*Work order*. Look for the word "listen" in the data below, and copy every line that holds it.

[Dataset entries]
^^^^

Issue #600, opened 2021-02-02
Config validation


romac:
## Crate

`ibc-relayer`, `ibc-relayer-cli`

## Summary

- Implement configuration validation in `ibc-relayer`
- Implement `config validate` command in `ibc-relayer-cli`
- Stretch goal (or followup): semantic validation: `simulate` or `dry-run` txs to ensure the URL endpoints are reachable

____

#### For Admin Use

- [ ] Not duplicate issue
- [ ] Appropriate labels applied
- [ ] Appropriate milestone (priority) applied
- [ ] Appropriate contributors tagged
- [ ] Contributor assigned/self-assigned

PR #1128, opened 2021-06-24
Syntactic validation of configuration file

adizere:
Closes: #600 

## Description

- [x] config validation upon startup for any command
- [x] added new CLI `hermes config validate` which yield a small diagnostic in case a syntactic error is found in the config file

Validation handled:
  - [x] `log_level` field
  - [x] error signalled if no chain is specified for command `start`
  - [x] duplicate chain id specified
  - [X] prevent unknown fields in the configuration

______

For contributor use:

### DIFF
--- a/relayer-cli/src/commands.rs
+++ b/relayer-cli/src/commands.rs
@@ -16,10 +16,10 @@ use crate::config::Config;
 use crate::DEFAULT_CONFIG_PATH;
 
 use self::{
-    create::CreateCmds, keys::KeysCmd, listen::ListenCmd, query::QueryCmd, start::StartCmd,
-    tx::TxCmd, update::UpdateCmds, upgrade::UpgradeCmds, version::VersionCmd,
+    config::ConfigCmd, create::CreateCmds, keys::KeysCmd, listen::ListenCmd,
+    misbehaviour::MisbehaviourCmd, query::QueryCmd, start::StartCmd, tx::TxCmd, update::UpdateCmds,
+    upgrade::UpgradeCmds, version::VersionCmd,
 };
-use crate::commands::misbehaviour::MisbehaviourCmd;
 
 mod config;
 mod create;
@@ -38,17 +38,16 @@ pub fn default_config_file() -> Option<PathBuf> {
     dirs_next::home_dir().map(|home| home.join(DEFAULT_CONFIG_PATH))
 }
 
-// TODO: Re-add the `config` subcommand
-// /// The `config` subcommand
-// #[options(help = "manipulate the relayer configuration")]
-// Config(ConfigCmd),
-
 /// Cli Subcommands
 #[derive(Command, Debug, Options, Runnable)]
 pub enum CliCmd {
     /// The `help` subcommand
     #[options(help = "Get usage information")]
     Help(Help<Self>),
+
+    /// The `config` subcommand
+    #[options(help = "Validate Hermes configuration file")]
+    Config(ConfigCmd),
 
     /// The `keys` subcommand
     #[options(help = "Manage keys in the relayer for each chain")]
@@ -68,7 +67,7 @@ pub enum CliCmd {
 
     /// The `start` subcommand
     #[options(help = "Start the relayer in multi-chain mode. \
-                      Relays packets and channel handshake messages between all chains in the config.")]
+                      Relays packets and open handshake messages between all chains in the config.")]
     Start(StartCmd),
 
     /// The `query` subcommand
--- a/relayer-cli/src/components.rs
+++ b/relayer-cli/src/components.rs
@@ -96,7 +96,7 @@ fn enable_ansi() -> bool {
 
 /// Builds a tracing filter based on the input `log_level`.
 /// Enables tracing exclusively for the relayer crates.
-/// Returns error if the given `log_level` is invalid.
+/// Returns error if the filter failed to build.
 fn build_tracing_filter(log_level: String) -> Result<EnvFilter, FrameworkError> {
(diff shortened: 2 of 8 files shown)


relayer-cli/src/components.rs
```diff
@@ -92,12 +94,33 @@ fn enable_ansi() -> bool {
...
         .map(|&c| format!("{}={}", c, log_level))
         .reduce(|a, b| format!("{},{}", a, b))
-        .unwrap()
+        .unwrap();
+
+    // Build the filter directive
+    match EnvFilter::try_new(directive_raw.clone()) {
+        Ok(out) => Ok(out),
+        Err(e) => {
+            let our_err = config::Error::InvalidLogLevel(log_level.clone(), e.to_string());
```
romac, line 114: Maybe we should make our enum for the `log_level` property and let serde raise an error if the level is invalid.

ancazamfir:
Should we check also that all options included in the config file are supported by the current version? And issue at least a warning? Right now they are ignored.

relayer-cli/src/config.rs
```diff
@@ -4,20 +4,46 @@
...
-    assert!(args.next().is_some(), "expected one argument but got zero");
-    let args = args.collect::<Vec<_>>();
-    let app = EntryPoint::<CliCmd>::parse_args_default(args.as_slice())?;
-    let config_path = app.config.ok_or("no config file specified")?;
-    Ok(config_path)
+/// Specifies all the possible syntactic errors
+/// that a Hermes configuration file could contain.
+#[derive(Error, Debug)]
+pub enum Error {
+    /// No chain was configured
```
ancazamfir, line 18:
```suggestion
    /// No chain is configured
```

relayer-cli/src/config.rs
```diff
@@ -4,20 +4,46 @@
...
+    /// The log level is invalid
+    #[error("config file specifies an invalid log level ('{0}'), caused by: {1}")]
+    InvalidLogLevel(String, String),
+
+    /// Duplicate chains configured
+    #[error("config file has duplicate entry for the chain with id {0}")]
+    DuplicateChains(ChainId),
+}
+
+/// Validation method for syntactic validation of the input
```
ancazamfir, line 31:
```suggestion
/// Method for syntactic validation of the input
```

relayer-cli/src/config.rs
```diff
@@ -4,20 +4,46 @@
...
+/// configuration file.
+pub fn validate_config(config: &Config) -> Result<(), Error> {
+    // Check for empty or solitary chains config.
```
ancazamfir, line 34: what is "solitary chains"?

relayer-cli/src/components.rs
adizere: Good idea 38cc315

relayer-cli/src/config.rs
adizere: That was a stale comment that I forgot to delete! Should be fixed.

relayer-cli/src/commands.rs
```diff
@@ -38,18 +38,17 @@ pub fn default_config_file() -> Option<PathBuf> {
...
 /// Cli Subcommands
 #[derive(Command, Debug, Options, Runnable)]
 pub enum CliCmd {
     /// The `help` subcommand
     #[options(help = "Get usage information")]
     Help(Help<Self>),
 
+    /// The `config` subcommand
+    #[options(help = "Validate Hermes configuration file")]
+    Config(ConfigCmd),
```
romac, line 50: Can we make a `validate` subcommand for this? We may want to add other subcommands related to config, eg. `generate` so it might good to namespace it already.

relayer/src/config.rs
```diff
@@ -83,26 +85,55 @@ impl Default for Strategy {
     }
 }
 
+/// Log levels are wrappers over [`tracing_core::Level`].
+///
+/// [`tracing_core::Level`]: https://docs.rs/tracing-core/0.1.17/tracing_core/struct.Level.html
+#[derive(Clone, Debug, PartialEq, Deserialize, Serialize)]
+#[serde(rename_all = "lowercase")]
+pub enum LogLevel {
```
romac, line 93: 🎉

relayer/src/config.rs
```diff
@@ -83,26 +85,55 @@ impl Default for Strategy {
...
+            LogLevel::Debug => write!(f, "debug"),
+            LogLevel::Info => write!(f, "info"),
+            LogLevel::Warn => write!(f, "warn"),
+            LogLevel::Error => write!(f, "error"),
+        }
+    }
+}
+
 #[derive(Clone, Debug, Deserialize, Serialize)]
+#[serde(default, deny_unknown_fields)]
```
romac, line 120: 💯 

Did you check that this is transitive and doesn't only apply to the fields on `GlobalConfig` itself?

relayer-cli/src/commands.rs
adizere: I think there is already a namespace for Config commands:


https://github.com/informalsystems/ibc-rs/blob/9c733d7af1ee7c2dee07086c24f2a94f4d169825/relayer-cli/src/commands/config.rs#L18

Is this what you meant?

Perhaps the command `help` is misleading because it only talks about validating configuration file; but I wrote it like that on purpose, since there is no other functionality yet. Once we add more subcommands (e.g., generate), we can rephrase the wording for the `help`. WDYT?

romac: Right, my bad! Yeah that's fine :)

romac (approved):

^^^^

*Task answer*.
-    create::CreateCmds, keys::KeysCmd, listen::ListenCmd, query::QueryCmd, start::StartCmd,
+    config::ConfigCmd, create::CreateCmds, keys::KeysCmd, listen::ListenCmd,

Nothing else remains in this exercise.